Want to know what’s so with my life?
  • I woke up this morning and ate gluten-free crisped rice. They were lovely – crunchier than those cheapo barley-malt infused Rice Krispies y’all can eat. And my new fridge seems to be set extra cold, so the milk was both fresh and refreshing. 
  • I chatted with my sleepy-eyed son about his plans for the day and what I could do to support him. I made some phone calls for him, because he let me.
  • I drove out to lovely lovely Sidney by the Sea and met with one of my favourite people, who is determined that our partnership will bring up both abundance and joy in our chosen forms of self-expression. He bought me a succulent salad for lunch and showed me a lovely home design store that’s marketing some of his products. (Yes, that is three 'lovely's in one bullet - I can  handle it if you can) 
  • I popped by my new office to get my photograph taken for my work ID, and took a picture of the stunning heritage building I’ll be working in (it's down below - isn't it perfect!)
  • I had a coaching call with an amazing, powerful someone who was so moved by what I’m creating in my life she actually got choked up.
  • I hung out with Miss Sunshine as we packed her kitchen and drank a little and she shared with me all her hopes and dreams and fears and joy and frustration about moving to her new island home with her very sweet sweetie Big Mac.
  • I came home and read an email I was both dreading and expecting.
  • And I watched some TV and read a little, and now I'm writing this.
If the Drama Queen were writing this, it’d be twice as long and all you’d know about is the email and how truly tragic life is. Sure, someone wants some space. But you wouldn’t hear it like that – you’d hear how wronged she’s been.

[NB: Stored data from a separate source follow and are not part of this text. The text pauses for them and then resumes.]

PR #1250, opened 2016-08-10
Update to use TIME & DATE types

mhaisley:
Previously these used DATETIME, but then propel tried to insert just a date or time into the database, resulting in a error "[S0001][241] Conversion failed when converting date and/or time from character string."


mhaisley:
@marcj Can you merge this as is, or do I need to do something else since the one test failed?

PR #1251, opened 2016-08-10
[data-mapper]Fix object builder tests

cristianoc72:
Fix object builder tests for entities having fields of array, boolean
and enum type.


marcj:
Yeah !

Issue #1257, opened 2016-08-28
PropelDateTime::createHighPrecision() leads to "Call to a member function setTimeZone() on boolean"


motin:
This happens after #1243 sometimes (randomly) when invoked from timestampable behavior. Different classes and item types. One of these lines are always in the backtrace:

```
$this->setCreated(\Propel\Runtime\Util\PropelDateTime::createHighPrecision());
```
```
$this->setModified(\Propel\Runtime\Util\PropelDateTime::createHighPrecision());
```

The error is thrown when`\DateTime::createFromFormat('U.u', self::getMicrotime());` returns false, which it should not be able to do, but seemingly does at random.

motin:
Found the explanation at https://bugs.php.net/bug.php?id=64414 and http://php.net/manual/en/datetime.createfromformat.php#119362

Reportedly, `(string) microtime(true)` may return a string timestamp number without a fractional part if the microseconds are exactly zero.  I.e., "1463772747" instead of the expected "1463772747.000000". 

number_format() can create a correct string representation of the microsecond timestamp every time, which can be useful for creating DateTime objects when used with DateTime::createFromFormat()

<?php
$now = DateTime::createFromFormat('U.u', number_format(microtime(true), 6, '.', ''));
var_dump($now->format('Y-m-d H:i:s.u')); // E.g., string(26) "2016-05-20 19:36:26.900794"

PR #1258, opened 2016-08-28
Ensuring that PropelDateTime::getMicrotime() includes the fractional part

motin:
... to match the expected 'U.u' format in createHighPrecision(). (#1257)


marcj:
Thanks!

Issue #675, opened 2014-07-27
Check incomplete foreign-keys


marcj:
See http://stackoverflow.com/questions/7947085/are-incomplete-key-references-in-propel-useful

When `foreign-key` points to a table with composite primary key but we have only defined one reference in our foreign key then we should throw a error.

crossan007:
It may be useful to update the documentation *somewhere* near this link: http://propelorm.org/documentation/04-relationships.html#more-than-two-foreign-keys

PR #1259, opened 2016-08-29
Check incomplete foreign-keys #675

atompulse:
Propel should not allow incomplete foreign key references when foreign
table has a composite primary key.

https://github.com/propelorm/Propel2/issues/675

### DIFF
--- a/src/Propel/Generator/Model/Table.php
+++ b/src/Propel/Generator/Model/Table.php
@@ -784,6 +784,25 @@ class Table extends ScopedMappingModel implements IdMethod
                 }
             }
 
+            // check for incomplete foreign key references when foreign table
+            // has a composite primary key
+            if ($foreignTable->hasCompositePrimaryKey()) {
+                // get composite foreign key's keys
+                $foreignPrimaryKeys = $foreignTable->getPrimaryKey();
+                // check all keys are referenced in foreign key
+                foreach ($foreignPrimaryKeys as $foreignPrimaryKey) {
+                    if (!$foreignPrimaryKey->hasReferrer($foreignKey) && $throwErrors) {
+                        // foreign primary key is not being referenced in foreign key
+                        throw new BuildException(sprintf(
+                            'Table "%s" contains a foreign key to table "%s" but does not have a reference to foreign primary key "%s"',
+                            $this->getName(),
+                            $foreignTable->getName(),
+                            $foreignPrimaryKey->getName()
+                        ));
+                    }
+                }
+            }
+
             if ($this->getPlatform() instanceof MysqlPlatform) {
                 $this->addExtraIndices();
             }
--- a/src/Propel/Runtime/Util/PropelDateTime.php
+++ b/src/Propel/Runtime/Util/PropelDateTime.php
@@ -76,8 +76,8 @@ class PropelDateTime extends \DateTime
     }
 
     /**
-     * Get the current microtime with milliseconds. Making sure that the decimal point separator is always "."
-     * and always including the fractional part. Otherwise self::createHighPrecision would return false.
+     * Get the current microtime with milliseconds. Making sure that the decimal point separator is always ".", ignoring
+     * what is set with the current locale. Otherwise self::createHighPrecision would return false.
      *
      * @return string
      */
@@ -85,7 +85,7 @@ class PropelDateTime extends \DateTime
     {
         $mtime = microtime(true);
 
-        return number_format($mtime, 6, '.', '');
+        return str_replace(',', '.', $mtime);
     }
 
     /**
--- a/tests/Propel/Tests/Issues/Issue675Test.php
+++ b/tests/Propel/Tests/Issues/Issue675Test.php
@@ -1,0 +1,60 @@
+<?php
+/**
+ * This file is part of the Propel package.
+ * For the full copyright and license information, please view the LICENSE
+ * file that was distributed with this source code.
+ *
+ * @license MIT License
+ */
+namespace Propel\Tests\Issues;
+
+use Propel\Generator\Util\QuickBuilder;
+use Propel\Tests\TestCaseFixtures;
+
+/**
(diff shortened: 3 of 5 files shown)


tests/Propel/Tests/Issues/Issue675Test.php
```diff
@@ -0,0 +1,60 @@
...
+    </table>
+</database>
+EOF;
+
+        $builder = new QuickBuilder();
+        $builder->setSchema($schema);
+        $builder->buildClasses(null, true);
+
+        // Propel should disallow incomplete foreign reference
+        $this->expectException('\Propel\Generator\Exception\BuildException');
```
marcj: you have this already in the annotation "@expectedException"

src/Propel/Generator/Model/Table.php
```diff
@@ -784,6 +784,25 @@ public function setupReferrers($throwErrors = false)
...
             }
 
+            // check for incomplete foreign key references when foreign table
+            // has a composite primary key
+            if ($foreignTable->hasCompositePrimaryKey()) {
+                // get composite foreign key's keys
+                $foreignPrimaryKeys = $foreignTable->getPrimaryKey();
+                // check all keys are referenced in foreign key
+                foreach ($foreignPrimaryKeys as $foreignPrimaryKey) {
+                    if (!$foreignPrimaryKey->hasReferrer($foreignKey) && $throwErrors) {
```
marcj: What if my foreign key refers to an unique key of $foreignTable instead of its primary key? This should be supported as well.

atompulse: Do we have test case for this situation?

marcj: No, I don't think we have somewhere a schema.xml with that scenario

atompulse: Do you think we could cover this use case with this schema ?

That I can write this, sitting in my bed, smiling, and excited to see Miss Sunshine & Big Mac’s new house tomorrow tells me one really wonderful thing. The Queen is dead. Long may she rest.

So, now I’ve written. And I’ve publicly declared the end to the reign of the Drama Queen. And although I haven’t yet reached my 800 word goal, I’m going to sleep with a smile on my face, knowing that I might just have grown up a little today. And I liked it.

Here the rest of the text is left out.